Aartsbisschop Luis F. Ladaria, S.J. - Peter Kard. Turkson - 6 januari 2018
Het creëren van kredietobligaties met een hoog risico - die in werkelijkheid een soort fictieve waarde genereren, zonder adequate kwaliteitscontrole (quality control) en correcte kredietbeoordeling - kan bemiddelaars verrijken, maar leidt gemakkelijk tot insolvabiliteit ten nadele van degenen die deze effecten moeten recupereren. Dit geldt des te meer wanneer het kritische gewicht van deze effecten wordt opgeheven door de instelling die ze uitgeeft op de markt waarop ze worden gedistribueerd (bijvoorbeeld de effectisering van subprime-leningen), wat leidt tot wijdverbreide intoxicatie en problemen die het hele systeem kunnen aantasten. Een dergelijke verstoring van de markt is in strijd met de noodzakelijke gezondheid van het economische en financiële systeem en is onaanvaardbaar in het licht van een ethiek die het algemeen belang eerbiedigt.

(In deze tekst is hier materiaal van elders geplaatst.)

Issue #1682, opened 2025-08-02
False positive in "them is" agreement


hippietrail:
<img width="746" height="83" alt="Image" src="https://github.com/user-attachments/assets/82db560d-59c3-46b3-a467-b5dc61963156" />

In this case the subject is "understanding them" and not "them".

hippietrail:
This is not happening in the current Harper release.

PR #1692, opened 2025-08-05
fix(core): false-positive from #1682

elijah-potter:
# Issues 

#1682

# Description

Fixes a false-positive in #1682 by using the new NP chunker.

# How Has This Been Tested?

Additional unit test.

# Checklist

### DIFF
--- a/harper-core/src/linting/pronoun_inflection_be.rs
+++ b/harper-core/src/linting/pronoun_inflection_be.rs
@@ -51,6 +51,14 @@ impl PronounInflectionBe {
         map.insert(arent, "isn't");
 
         let is = SequenceExpr::default()
+            .then(|tok: &Token, _: &[char]| {
+                tok.kind
+                    .as_word()
+                    .as_ref()
+                    .and_then(|m| m.as_ref().and_then(|m| m.np_member))
+                    .unwrap_or_default()
+            })
+            .then_whitespace()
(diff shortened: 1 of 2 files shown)


harper-core/tests/text/linters/this and that.snap.yml
```diff
@@ -1,9 +0,0 @@
-Lint:    Agreement (30 priority)
-Message: |
-       2 | As such, disambiguating them is necessary.
-         |                              ^~ Make the verb agree with its subject.
```
hippietrail, line 4: ❤️

harper-core/src/linting/pronoun_inflection_be.rs
```diff
@@ -51,6 +51,14 @@ impl PronounInflectionBe {
         map.insert(arent, "isn't");
 
         let is = SequenceExpr::default()
+            .then(|tok: &Token, _: &[char]| {
+                tok.kind
+                    .as_word()
+                    .as_ref()
+                    .and_then(|m| m.as_ref().and_then(|m| m.np_member))
```
hippietrail, line 58: Ooh both the `.and_then` and the `np_member` are quite novel to me. I'd seen the latter but wasn't sure how to make use of it. The former I don't recall seeing before.

Since you were recently working on the documentation, did you cover these? Maybe they're "advanced"?

Issue #1497, opened 2025-07-02
French Spacing


phikal:
I insert two spaces at the end of sentences, as this makes sentence-wise navigation in Emacs easier, but also as a habit.  Harper objects to this and complains:

> There are 2 spaces where there should be only one.

According to <https://writewithharper.com/docs/rules>, I can disable the "Spaces" linter, but that would miss spacing in other places.  Would it be possible to add a secondary rule or just tolerate french spacing in general?

ccoVeille:
I'm French and I have never heard about French spacing 🤣

But I assume it's like French fries 😅, that are Belgium for us.

Anyway, I agree with the idea of two trailing spaces as it's a thing in Markdown syntax.

https://www.markdownguide.org/basic-syntax/#line-break-best-practices

And yes, I second it should be a separate setting.

phikal:
> I'm French and I have never heard about French spacing 🤣

According to https://en.wikipedia.org/wiki/History_of_sentence_spacing#French_and_English_spacing, this might be the best phrase.  I am referring to this practice:

> Adding two spaces after a period is called French spacing. French spacing was quite common in books before the 19th century. Later it became the norm for typewritten copy.

But otherwise I am glad that you agree.

ccoVeille:
Now, I've read this. I feel like what I suggested about Markdown is totally wrong.

French Spaces is about doing this:

Summer is hot.`<SPACE><SPACE>`Winter is cold.`<SPACE><SPACE>`Fall is rainy.

So this

Summer is hot.  Winter is cold.  Fall is rainy.


While Markdown trailing spaces is about doing this.

Summer is hot. Winter is cold,`<SPACE><SPACE>`
but beautiful. Fall is rainy.

Which is rendered like this

Summer is hot. Winter is cold,  
but beautiful. Fall is rainy.

While it's rendered like this with a single space

Summer is hot. Winter is cold, 
but beautiful. Fall is rainy.

hippietrail:
I had also never heard of French spacing and the description sounded weird but the way @ccoVeille described it in MarkDown I realized I've used this exact formatting feature many times myself.

So it should be part of the Markdown format handling. And testing shows me that it is already. It's flagging double spaces between words but not at the end of lines in Markdown.

So are you asking for this in other formats than Markdown? That doesn't seem right to me.

phikal:
[...]

PR #1693, opened 2025-08-05
feat(core): make French spaces configurable

elijah-potter:
# Issues 

#1497 

# Description

> "I think the best solution would be to relax the Spaces rule to ignore French spaces, then add a new rule that specifically disallows French spacing. We'll have both rules enabled by default to maintain existing behavior. Those who wish to use French spaces can simply disable the latter rule." - Me on #1497

This is exactly what this PR does.

# How Has This Been Tested?

Additional unit tests.

# Checklist


harper-core/src/linting/spaces.rs
```diff
@@ -10,7 +10,13 @@ impl Linter for Spaces {
         let mut output = Vec::new();
 
         for sentence in document.iter_sentences() {
-            for space in sentence.iter_spaces() {
+            for space_idx in sentence.iter_space_indices() {
+                if space_idx == 0 {
+                    continue;
```
ccoVeille, line 15: Please add a comment here explaining this one is ignored but handled in French space rule

PR #1694, opened 2025-08-05
feat(core): create rule to detect duplicate punctuation

elijah-potter:
# Description

Detects erroneous use of extra punctuation. 

# How Has This Been Tested?

Additional unit tests + LLM assisted fuzzing.

# Checklist


harper-core/src/linting/duplicate_punctuation.rs
```diff
@@ -0,0 +1,197 @@
...
+
+    #[test]
+    fn flags_double_slash() {
+        assert_lint_count("This // is a typo.", DuplicatePunctuation, 1);
+    }
+
+    #[test]
+    fn flags_triple_slash() {
+        assert_lint_count("Path error: ///tmp.", DuplicatePunctuation, 1);
+    }
```
ccoVeille: Maybe adding a test about

https://example.com

harper-core/src/linting/duplicate_punctuation.rs
```diff
@@ -0,0 +1,197 @@
...
+
+    #[test]
+    fn flags_triple_question() {
+        assert_lint_count("Why???", DuplicatePunctuation, 1);
```
ccoVeille: This one could be used in a dialog to emphasis the surprise. I'm not saying it's valid in English, but it's common on the internet

harper-core/src/linting/duplicate_punctuation.rs
```diff
@@ -0,0 +1,197 @@
...
+    }
+
+    #[test]
+    fn flags_double_question() {
+        assert_lint_count("Really??", DuplicatePunctuation, 1);
+    }
+
+    #[test]
+    fn flags_mixed_qbang_pair() {
+        assert_lint_count("What?!", DuplicatePunctuation, 1);
```
ccoVeille: Maybe this one is an ASCII version of interrobang character.

https://en.wikipedia.org/wiki/Interrobang

I wouldn't report it.

harper-core/src/linting/duplicate_punctuation.rs
hippietrail: This is an example of why some people would want to turn on or off individual lints. Multiple `?` is a formal error but much writing is informal. But in this linter one preference would turn on or off all duplicate punctuation, you wouldn't be able to allow `??` and flag everything else.

harper-core/src/linting/duplicate_punctuation.rs
hippietrail: As with `??` this is common but informal so some will want to flag anything informal and some won't. It's not "duplicate" though. Maybe "punctuation sequence" or "punctuation clusters" would be a more accurate name?

ccoVeille: I feel like detecting this should be in the current rule

- ,,
- ;;
- ::
- //
- .,
- :,
- ;:
- ,.
- ?.
- !.
- and other combination

And these in another 

- ??
- ?!
- !!!

So the rule can be disabled.

Also what about `...` does the rule reports it? Don't you have a rule for using `…` instead ?

ccoVeille: Also, be careful about emoticons

Some will match your rule

- :/
- ?:

There might be more to identify and handle separetly

harper-core/src/linting/punctuation_clusters.rs
```diff
@@ -0,0 +1,239 @@
...
+    }
+
+    #[test]
+    fn flags_double_semicolon() {
+        assert_lint_count("He hesitated;; then spoke.", PunctuationClusters, 1);
+    }
+
+    #[test]
+    fn flags_double_colon() {
+        assert_lint_count("Choices:: A or B.", PunctuationClusters, 1);
```
ccoVeille: This could match some language notation for classes. I don't know if it shouldn't be in another rule

harper-core/src/linting/duplicate_punctuation.rs
ccoVeille: What is the status about this?

harper-core/src/linting/punctuation_clusters.rs
hippietrail: Methods and namespaces in various languages.

harper-core/tests/text/linters/Alice's Adventures in Wonderland.snap.yml
```diff
@@ -405,6 +405,16 @@ Message: |
 
 
 
+Lint:    Formatting (63 priority)
+Message: |
+     204 | > Alice’s Right Foot, Esq., Hearthrug, near the Fender, (with Alice’s love).
+         |                          ^~~ Condense this punctuation cluster to a single mark.
```
hippietrail: These should not be coalesced! The period/dot/full stop is ambiguous in English. Here it's a correct part of an abbreviation. I'm not sure how these are handled. I know they can be in the dictionary but I think there's also a condense function on document that only handles 2-3 cases IIRC.

harper-core/tests/text/linters/Computer science.snap.yml
```diff
@@ -1002,6 +1002,16 @@ Suggest:
 
 
 
+Lint:    Formatting (63 priority)
+Message: |
+     394 | Johnson and Frederick P. Brooks Jr., members of the Machine Organization
+         |                                   ^~~ Condense this punctuation cluster to a single mark.
```
hippietrail: Same problem re abbreviations.

harper-core/tests/text/linters/Difficult sentences.snap.yml
```diff
@@ -16,6 +16,16 @@ Suggest:
 
 
 
+Lint:    Formatting (63 priority)
+Message: |
+      51 | Be back by ten o'clock!.
+         |                       ^~~ Condense this punctuation cluster to a single mark.
```
hippietrail: This probably is catching a true mistake in the source material though. Nice!

harper-core/tests/text/linters/The Great Gatsby.snap.yml
```diff
@@ -1410,6 +1410,15 @@ Message: |
 
 
 
+Lint:    Formatting (63 priority)
+Message: |
+    1149 | . . . I was standing beside his bed and he was sitting up between the sheets,
+         | ^~~~~~ Condense this punctuation cluster to a single mark.
```
hippietrail: This is probably a legit old-fashioned orthography for the ellipsis?

harper-core/tests/text/linters/The Great Gatsby.snap.yml
```diff
@@ -1410,6 +1410,15 @@ Message: |
...
+Suggest:
+  - Replace with: “.”
```
hippietrail, line 1361: Ah but this is wrong. If it's going to correct it needs to suggest ellipses: `...` or `…`

harper-core/tests/text/linters/The Great Gatsby.snap.yml
```diff
@@ -4972,6 +5341,27 @@ Suggest:
...
+
+
+Lint:    Formatting (63 priority)
+Message: |
+    3795 | song of it. . . . High in a white palace the king’s daughter, the golden girl. .
+         |                                                                              ^~~~
+    3796 | . .
+         | ~~~ Condense this punctuation cluster to a single mark.
+Suggest:
+  - Replace with: “.”
```
hippietrail, line 5269: A bit unexpected. Not sure if it should suggest both ellipsis and full stop for two dots, or just ellipsis.

ccoVeille (changes requested):
For now, as a safeguard I'll mark the PR with request changes

harper-core/src/linting/punctuation_clusters.rs
```diff
@@ -0,0 +1,239 @@
+use std::collections::HashSet;
+
+use crate::{
+    Document, Punctuation, Span, TokenKind,
+    linting::{Lint, LintKind, Linter, Suggestion},
+};
+
+/// Flags clusters of punctuation that should be collapsed to a single mark
+/// (e.g. `!!`, `?!?`, `//`, `.,`, `; :`, etc.).
```
hippietrail, line 9: `.,` will probably come up in contexts like a `,` after `etc.` - this has always felt wrong either way to me. We should look into what various style guides have to say.

harper-core/src/linting/punctuation_clusters.rs
```diff
@@ -0,0 +1,239 @@
...
+                let suggestions = uniq
+                    .into_iter()
+                    .map(|c| Suggestion::ReplaceWith(vec![c]))
+                    .collect::<Vec<_>>();
+
+                lints.push(Lint {
+                    span,
+                    lint_kind: LintKind::Formatting,
+                    suggestions,
+                    message: "Condense this punctuation cluster to a single mark.".into(),
```
hippietrail, line 114: Maybe some variation among "choose (just) a/one single one/mark"? "Condense" sounds a bit technical and might confuse?

harper-core/src/linting/punctuation_clusters.rs
```diff
@@ -0,0 +1,239 @@
...
+            }
+        }
+
+        lints
+    }
+
+    fn description(&self) -> &str {
+        "Detects consecutive or mixed punctuation marks that should be reduced \
+         to a single comma, semicolon, colon, slash, question mark, \
+         exclamation mark, period, or ampersand."
```
hippietrail, line 130: Maybe some wording along the lines of "Unusual or redundant sequences/clusters/groupings where a single one would be clearer"?

harper-core/tests/text/linters/Alice's Adventures in Wonderland.snap.yml
hippietrail: Similar to my new comment on `etc.,` - I'm not confident - maybe there are multiple schools of thought on this?

harper-core/tests/text/linters/The Great Gatsby.snap.yml
hippietrail: This is now on my to-do list to support this type of ellipsis properly.

PR #1700, opened 2025-08-06
feat: condense TL;DR

hippietrail:
# Issues 
N/A

# Description

Previously the common internet abbreviation `TL;DR` (or `tl;dr`) was flagged as one or two spelling errors.

There has been an entry in `dictionary.dict` for at least a couple of weeks, but spellcheck is word-by-word and `;` is not treated as a character that can be part of a word.

This PR condenses the abbreviation into a single word token that will then behave with the spellchecker so the letter cases can be corrected etc.

# How Has This Been Tested?

I added several unit tests for different letter case variants.

# Checklist

### DIFF
--- a/harper-core/src/document.rs
+++ b/harper-core/src/document.rs
@@ -11,7 +11,7 @@ use crate::patterns::WordSet;
 use crate::punctuation::Punctuation;
 use crate::spell::{Dictionary, FstDictionary};
 use crate::vec_ext::VecExt;
-use crate::{FatStringToken, FatToken, Lrc, Token, TokenKind, TokenStringExt};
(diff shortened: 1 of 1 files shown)


harper-core/src/document.rs
```diff
@@ -994,4 +1047,33 @@ mod tests {
         assert!(doc.tokens[22].kind.is_unlintable());
         assert!(doc.tokens[23].kind.is_close_round());
     }
+
+    #[test]
+    fn condesne_tldr_uppercase() {
```
elijah-potter: Typo. Otherwise it's ready to merge.

hippietrail: Fixed in new commit that also allows plurals (but not possessives/contractions)

PR #1712, opened 2025-08-07
feat(core): create initial ToTwoToo rule

elijah-potter:
# Description

This PR introduces a new rule that detects misuse and confusion between `to` and `too`.
# How Has This Been Tested?

Extensive unit tests + fuzzing.

# Checklist


harper-core/src/linting/to_two_too/mod.rs
```diff
@@ -0,0 +1,346 @@
...
+            "We're going too the conference.",
+            ToTwoToo::default(),
+            "We're going to the conference.",
+        );
+    }
+
+    #[test]
+    fn fixes_too_a() {
+        assert_suggestion_result(
+            "We're going too a concert.",
```
ccoVeille, line 128: I'm curious about

"He goes too far with bets"

harper-core/tests/text/linters/Alice's Adventures in Wonderland.snap.yml
```diff
@@ -3340,6 +3340,16 @@ Message: |
 
 
 
+Lint:    Typo (31 priority)
+Message: |
+    2961 | watching the setting sun, and thinking of little Alice and all her wonderful
+    2962 | Adventures, till she too began dreaming after a fashion, and this was her
+         |                      ^~~ Use the infinitive marker `to` here instead of the adverb `too`, which indicates excess degree.
```
hippietrail: You will be able to check the verb form to prevent this if my verb form PR makes it in. `to` can only be before the lemma/infinitive/citation form, `to begin` in this case.

harper-core/tests/text/linters/The Great Gatsby.snap.yml
```diff
@@ -597,6 +597,24 @@ Suggest:
 
 
 
+Lint:    Typo (31 priority)
+Message: |
+     411 | “Things went from bad to worse,” suggested Miss Baker.
+         |                       ^~ Use `too` (with two `o`’s) when indicating excess or addition.
```
hippietrail: You want to check if the word is an adjective in what's called the 'positive form' only. In this case `bad`. This functionality is already there. But I think there will still be false positives because `to` can be a preposition before noun phrases and noun phrases can start with adjectives in the positive form.

harper-core/tests/text/linters/The Great Gatsby.snap.yml
```diff
@@ -1701,6 +1719,16 @@ Suggest:
 
 
 
+Lint:    Typo (31 priority)
+Message: |
+    1331 | escort, a persistent undergraduate given to violent innuendo, and obviously
+         |                                          ^~ Use `too` (with two `o`’s) when indicating excess or addition.
```
hippietrail: Ah this is what I just mentioned above: `to` + `adjective` + `noun`.

harper-core/tests/text/linters/Alice's Adventures in Wonderland.snap.yml
hippietrail: > You will be able to check the verb form to prevent this if my verb form PR makes it in.

Now possible!

harper-core/tests/text/linters/Computer science.snap.yml
```diff
@@ -900,6 +900,16 @@ Message: |
 
 
 
+Lint:    Typo (31 priority)
+Message: |
+     313 | synthesis and manipulation of image data. The study is connected to many other
+         |                                                                  ^~ Use `too` (with two `o`’s) when indicating excess or addition.
```
hippietrail: Here the `too` associates with `connect` rather than to `many`. There may be various ways to tackle this. We might want to have a system for which prepositions can "transitivize" intransitive verbs at some point.

hippietrail (commented):
I still don't know my way around GitHub reviews. I've been commenting on this file rather than "reviewing" it...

Elk waardepapier moet met een reële en niet alleen met een vermoedelijke of moeilijk verifieerbare waarde overeenkomen. In die zin wordt een publieke regulering en super partes (onpartijdige) beoordeling van de werking van de ratingbureaus steeds dringender. Daarvoor zijn rechtsinstrumenten nodig die misbruiken kunnen bestraffen én de creatie van een gevaarlijke oligopolie kunnen voorkomen. Dit is vooral relevant voor producten van kredietbemiddelingssystemen die de verantwoordelijkheid van het verleende krediet van de oorspronkelijke kredietverstrekker naar een bemiddelaar doorschuiven.